- [What to do]: Keeping each line intact, print the whole listing.

- [Records shown]:
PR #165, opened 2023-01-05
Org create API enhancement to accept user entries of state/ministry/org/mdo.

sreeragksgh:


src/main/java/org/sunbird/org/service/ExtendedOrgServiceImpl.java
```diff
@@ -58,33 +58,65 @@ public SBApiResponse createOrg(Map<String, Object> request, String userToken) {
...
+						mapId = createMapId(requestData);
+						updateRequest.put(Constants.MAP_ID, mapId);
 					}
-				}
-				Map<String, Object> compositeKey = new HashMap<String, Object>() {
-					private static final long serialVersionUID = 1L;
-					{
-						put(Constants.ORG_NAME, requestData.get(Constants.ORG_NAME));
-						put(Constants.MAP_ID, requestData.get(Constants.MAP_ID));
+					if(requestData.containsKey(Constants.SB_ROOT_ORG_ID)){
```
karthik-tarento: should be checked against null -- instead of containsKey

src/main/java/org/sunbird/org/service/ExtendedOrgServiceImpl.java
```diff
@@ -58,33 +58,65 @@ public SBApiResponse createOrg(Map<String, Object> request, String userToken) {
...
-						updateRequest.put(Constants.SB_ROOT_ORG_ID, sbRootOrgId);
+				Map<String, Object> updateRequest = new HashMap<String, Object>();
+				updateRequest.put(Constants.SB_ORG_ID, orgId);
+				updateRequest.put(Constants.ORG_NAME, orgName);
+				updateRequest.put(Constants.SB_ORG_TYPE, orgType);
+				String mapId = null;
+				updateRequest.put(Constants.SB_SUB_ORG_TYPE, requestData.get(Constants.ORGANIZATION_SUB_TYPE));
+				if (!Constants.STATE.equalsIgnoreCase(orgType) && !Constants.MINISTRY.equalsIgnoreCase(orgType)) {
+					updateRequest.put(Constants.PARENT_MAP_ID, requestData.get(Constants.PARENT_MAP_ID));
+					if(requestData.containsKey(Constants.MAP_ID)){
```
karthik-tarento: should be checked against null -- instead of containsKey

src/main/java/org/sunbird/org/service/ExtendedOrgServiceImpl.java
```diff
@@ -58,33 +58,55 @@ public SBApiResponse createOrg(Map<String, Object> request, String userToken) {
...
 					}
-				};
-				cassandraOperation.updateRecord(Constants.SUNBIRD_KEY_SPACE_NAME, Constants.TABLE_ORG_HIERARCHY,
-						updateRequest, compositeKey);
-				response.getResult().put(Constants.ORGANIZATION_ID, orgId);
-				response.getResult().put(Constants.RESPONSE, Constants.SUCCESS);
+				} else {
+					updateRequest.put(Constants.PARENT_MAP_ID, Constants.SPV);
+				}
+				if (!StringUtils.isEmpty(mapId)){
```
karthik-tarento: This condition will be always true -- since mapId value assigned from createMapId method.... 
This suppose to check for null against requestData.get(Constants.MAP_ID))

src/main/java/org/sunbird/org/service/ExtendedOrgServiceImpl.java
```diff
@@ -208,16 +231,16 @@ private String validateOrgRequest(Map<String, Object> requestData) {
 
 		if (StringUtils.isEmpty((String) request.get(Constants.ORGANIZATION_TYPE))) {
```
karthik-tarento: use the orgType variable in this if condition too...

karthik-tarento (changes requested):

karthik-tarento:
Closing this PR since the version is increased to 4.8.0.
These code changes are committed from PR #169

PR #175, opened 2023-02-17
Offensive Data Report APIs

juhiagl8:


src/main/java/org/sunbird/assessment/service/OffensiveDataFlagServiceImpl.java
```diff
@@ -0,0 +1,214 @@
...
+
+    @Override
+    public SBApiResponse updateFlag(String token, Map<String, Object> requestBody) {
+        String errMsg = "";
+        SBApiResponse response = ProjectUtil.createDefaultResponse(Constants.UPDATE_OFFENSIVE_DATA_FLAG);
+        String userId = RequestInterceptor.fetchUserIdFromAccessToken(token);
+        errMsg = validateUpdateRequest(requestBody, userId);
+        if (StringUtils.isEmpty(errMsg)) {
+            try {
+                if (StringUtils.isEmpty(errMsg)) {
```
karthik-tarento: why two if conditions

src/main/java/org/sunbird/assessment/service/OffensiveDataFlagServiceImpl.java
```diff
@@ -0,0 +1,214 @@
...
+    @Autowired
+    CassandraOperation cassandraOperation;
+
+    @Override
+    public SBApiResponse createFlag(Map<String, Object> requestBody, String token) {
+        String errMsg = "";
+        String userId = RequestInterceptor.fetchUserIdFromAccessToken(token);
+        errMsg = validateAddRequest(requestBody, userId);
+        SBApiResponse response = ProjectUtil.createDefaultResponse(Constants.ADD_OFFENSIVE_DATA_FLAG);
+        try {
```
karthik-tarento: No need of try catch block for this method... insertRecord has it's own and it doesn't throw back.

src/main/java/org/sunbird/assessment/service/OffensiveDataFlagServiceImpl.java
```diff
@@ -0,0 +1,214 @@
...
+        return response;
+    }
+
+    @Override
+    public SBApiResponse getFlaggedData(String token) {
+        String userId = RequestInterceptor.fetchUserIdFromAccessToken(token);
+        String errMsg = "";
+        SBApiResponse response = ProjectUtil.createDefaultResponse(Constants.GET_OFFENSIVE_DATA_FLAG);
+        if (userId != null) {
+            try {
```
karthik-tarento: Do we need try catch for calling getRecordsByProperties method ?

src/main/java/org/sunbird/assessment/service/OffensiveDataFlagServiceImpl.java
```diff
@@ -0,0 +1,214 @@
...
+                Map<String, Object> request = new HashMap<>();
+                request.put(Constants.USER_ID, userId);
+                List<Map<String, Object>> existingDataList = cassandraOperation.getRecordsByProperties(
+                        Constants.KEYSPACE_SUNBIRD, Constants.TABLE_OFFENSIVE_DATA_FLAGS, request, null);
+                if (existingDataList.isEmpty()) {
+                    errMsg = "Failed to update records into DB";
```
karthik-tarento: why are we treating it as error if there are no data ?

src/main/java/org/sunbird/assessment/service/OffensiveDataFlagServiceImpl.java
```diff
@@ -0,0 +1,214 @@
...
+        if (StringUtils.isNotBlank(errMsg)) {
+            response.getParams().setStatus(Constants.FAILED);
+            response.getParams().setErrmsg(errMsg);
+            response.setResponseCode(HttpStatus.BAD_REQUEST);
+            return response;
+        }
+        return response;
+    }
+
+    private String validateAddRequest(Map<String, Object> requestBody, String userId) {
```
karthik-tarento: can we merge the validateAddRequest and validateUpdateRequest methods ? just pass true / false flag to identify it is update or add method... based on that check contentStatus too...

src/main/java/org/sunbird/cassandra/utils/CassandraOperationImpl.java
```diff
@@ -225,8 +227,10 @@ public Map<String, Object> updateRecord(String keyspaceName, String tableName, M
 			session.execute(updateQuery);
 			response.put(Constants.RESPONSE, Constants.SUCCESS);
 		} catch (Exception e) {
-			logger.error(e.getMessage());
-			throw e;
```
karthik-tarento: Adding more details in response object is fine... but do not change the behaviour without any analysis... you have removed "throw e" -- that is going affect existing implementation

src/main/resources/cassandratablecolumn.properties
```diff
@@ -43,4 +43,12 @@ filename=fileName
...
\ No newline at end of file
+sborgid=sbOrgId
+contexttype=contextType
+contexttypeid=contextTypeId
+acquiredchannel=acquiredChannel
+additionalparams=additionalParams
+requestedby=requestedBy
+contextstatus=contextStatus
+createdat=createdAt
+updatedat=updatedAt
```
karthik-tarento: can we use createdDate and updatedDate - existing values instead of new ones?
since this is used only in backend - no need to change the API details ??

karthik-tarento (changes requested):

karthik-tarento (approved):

- [Solution below]:
PR #165, opened 2023-01-05
Org create API enhancement to accept user entries of state/ministry/org/mdo.

sreeragksgh:


src/main/java/org/sunbird/org/service/ExtendedOrgServiceImpl.java
```diff
@@ -58,33 +58,65 @@ public SBApiResponse createOrg(Map<String, Object> request, String userToken) {
...
+						mapId = createMapId(requestData);
+						updateRequest.put(Constants.MAP_ID, mapId);
 					}
-				}
-				Map<String, Object> compositeKey = new HashMap<String, Object>() {
-					private static final long serialVersionUID = 1L;
-					{
-						put(Constants.ORG_NAME, requestData.get(Constants.ORG_NAME));
-						put(Constants.MAP_ID, requestData.get(Constants.MAP_ID));
+					if(requestData.containsKey(Constants.SB_ROOT_ORG_ID)){
```
karthik-tarento: should be checked against null -- instead of containsKey

src/main/java/org/sunbird/org/service/ExtendedOrgServiceImpl.java
```diff
@@ -58,33 +58,65 @@ public SBApiResponse createOrg(Map<String, Object> request, String userToken) {
...
-						updateRequest.put(Constants.SB_ROOT_ORG_ID, sbRootOrgId);
+				Map<String, Object> updateRequest = new HashMap<String, Object>();
+				updateRequest.put(Constants.SB_ORG_ID, orgId);
+				updateRequest.put(Constants.ORG_NAME, orgName);
+				updateRequest.put(Constants.SB_ORG_TYPE, orgType);
+				String mapId = null;
+				updateRequest.put(Constants.SB_SUB_ORG_TYPE, requestData.get(Constants.ORGANIZATION_SUB_TYPE));
+				if (!Constants.STATE.equalsIgnoreCase(orgType) && !Constants.MINISTRY.equalsIgnoreCase(orgType)) {
+					updateRequest.put(Constants.PARENT_MAP_ID, requestData.get(Constants.PARENT_MAP_ID));
+					if(requestData.containsKey(Constants.MAP_ID)){
```
karthik-tarento: should be checked against null -- instead of containsKey

src/main/java/org/sunbird/org/service/ExtendedOrgServiceImpl.java
```diff
@@ -58,33 +58,55 @@ public SBApiResponse createOrg(Map<String, Object> request, String userToken) {
...
 					}
-				};
-				cassandraOperation.updateRecord(Constants.SUNBIRD_KEY_SPACE_NAME, Constants.TABLE_ORG_HIERARCHY,
-						updateRequest, compositeKey);
-				response.getResult().put(Constants.ORGANIZATION_ID, orgId);
-				response.getResult().put(Constants.RESPONSE, Constants.SUCCESS);
+				} else {
+					updateRequest.put(Constants.PARENT_MAP_ID, Constants.SPV);
+				}
+				if (!StringUtils.isEmpty(mapId)){
```
karthik-tarento: This condition will be always true -- since mapId value assigned from createMapId method.... 
This suppose to check for null against requestData.get(Constants.MAP_ID))

src/main/java/org/sunbird/org/service/ExtendedOrgServiceImpl.java
```diff
@@ -208,16 +231,16 @@ private String validateOrgRequest(Map<String, Object> requestData) {
 
 		if (StringUtils.isEmpty((String) request.get(Constants.ORGANIZATION_TYPE))) {
```
karthik-tarento: use the orgType variable in this if condition too...

karthik-tarento (changes requested):

karthik-tarento:
Closing this PR since the version is increased to 4.8.0.
These code changes are committed from PR #169

PR #175, opened 2023-02-17
Offensive Data Report APIs

juhiagl8:


src/main/java/org/sunbird/assessment/service/OffensiveDataFlagServiceImpl.java
```diff
@@ -0,0 +1,214 @@
...
+
+    @Override
+    public SBApiResponse updateFlag(String token, Map<String, Object> requestBody) {
+        String errMsg = "";
+        SBApiResponse response = ProjectUtil.createDefaultResponse(Constants.UPDATE_OFFENSIVE_DATA_FLAG);
+        String userId = RequestInterceptor.fetchUserIdFromAccessToken(token);
+        errMsg = validateUpdateRequest(requestBody, userId);
+        if (StringUtils.isEmpty(errMsg)) {
+            try {
+                if (StringUtils.isEmpty(errMsg)) {
```
karthik-tarento: why two if conditions

src/main/java/org/sunbird/assessment/service/OffensiveDataFlagServiceImpl.java
```diff
@@ -0,0 +1,214 @@
...
+    @Autowired
+    CassandraOperation cassandraOperation;
+
+    @Override
+    public SBApiResponse createFlag(Map<String, Object> requestBody, String token) {
+        String errMsg = "";
+        String userId = RequestInterceptor.fetchUserIdFromAccessToken(token);
+        errMsg = validateAddRequest(requestBody, userId);
+        SBApiResponse response = ProjectUtil.createDefaultResponse(Constants.ADD_OFFENSIVE_DATA_FLAG);
+        try {
```
karthik-tarento: No need of try catch block for this method... insertRecord has it's own and it doesn't throw back.

src/main/java/org/sunbird/assessment/service/OffensiveDataFlagServiceImpl.java
```diff
@@ -0,0 +1,214 @@
...
+        return response;
+    }
+
+    @Override
+    public SBApiResponse getFlaggedData(String token) {
+        String userId = RequestInterceptor.fetchUserIdFromAccessToken(token);
+        String errMsg = "";
+        SBApiResponse response = ProjectUtil.createDefaultResponse(Constants.GET_OFFENSIVE_DATA_FLAG);
+        if (userId != null) {
+            try {
```
karthik-tarento: Do we need try catch for calling getRecordsByProperties method ?

src/main/java/org/sunbird/assessment/service/OffensiveDataFlagServiceImpl.java
```diff
@@ -0,0 +1,214 @@
...
+                Map<String, Object> request = new HashMap<>();
+                request.put(Constants.USER_ID, userId);
+                List<Map<String, Object>> existingDataList = cassandraOperation.getRecordsByProperties(
+                        Constants.KEYSPACE_SUNBIRD, Constants.TABLE_OFFENSIVE_DATA_FLAGS, request, null);
+                if (existingDataList.isEmpty()) {
+                    errMsg = "Failed to update records into DB";
```
karthik-tarento: why are we treating it as error if there are no data ?

src/main/java/org/sunbird/assessment/service/OffensiveDataFlagServiceImpl.java
```diff
@@ -0,0 +1,214 @@
...
+        if (StringUtils.isNotBlank(errMsg)) {
+            response.getParams().setStatus(Constants.FAILED);
+            response.getParams().setErrmsg(errMsg);
+            response.setResponseCode(HttpStatus.BAD_REQUEST);
+            return response;
+        }
+        return response;
+    }
+
+    private String validateAddRequest(Map<String, Object> requestBody, String userId) {
```
karthik-tarento: can we merge the validateAddRequest and validateUpdateRequest methods ? just pass true / false flag to identify it is update or add method... based on that check contentStatus too...

src/main/java/org/sunbird/cassandra/utils/CassandraOperationImpl.java
```diff
@@ -225,8 +227,10 @@ public Map<String, Object> updateRecord(String keyspaceName, String tableName, M
 			session.execute(updateQuery);
 			response.put(Constants.RESPONSE, Constants.SUCCESS);
 		} catch (Exception e) {
-			logger.error(e.getMessage());
-			throw e;
```
karthik-tarento: Adding more details in response object is fine... but do not change the behaviour without any analysis... you have removed "throw e" -- that is going affect existing implementation

src/main/resources/cassandratablecolumn.properties
```diff
@@ -43,4 +43,12 @@ filename=fileName
...
\ No newline at end of file
+sborgid=sbOrgId
+contexttype=contextType
+contexttypeid=contextTypeId
+acquiredchannel=acquiredChannel
+additionalparams=additionalParams
+requestedby=requestedBy
+contextstatus=contextStatus
+createdat=createdAt
+updatedat=updatedAt
```
karthik-tarento: can we use createdDate and updatedDate - existing values instead of new ones?
since this is used only in backend - no need to change the API details ??

karthik-tarento (changes requested):

karthik-tarento (approved):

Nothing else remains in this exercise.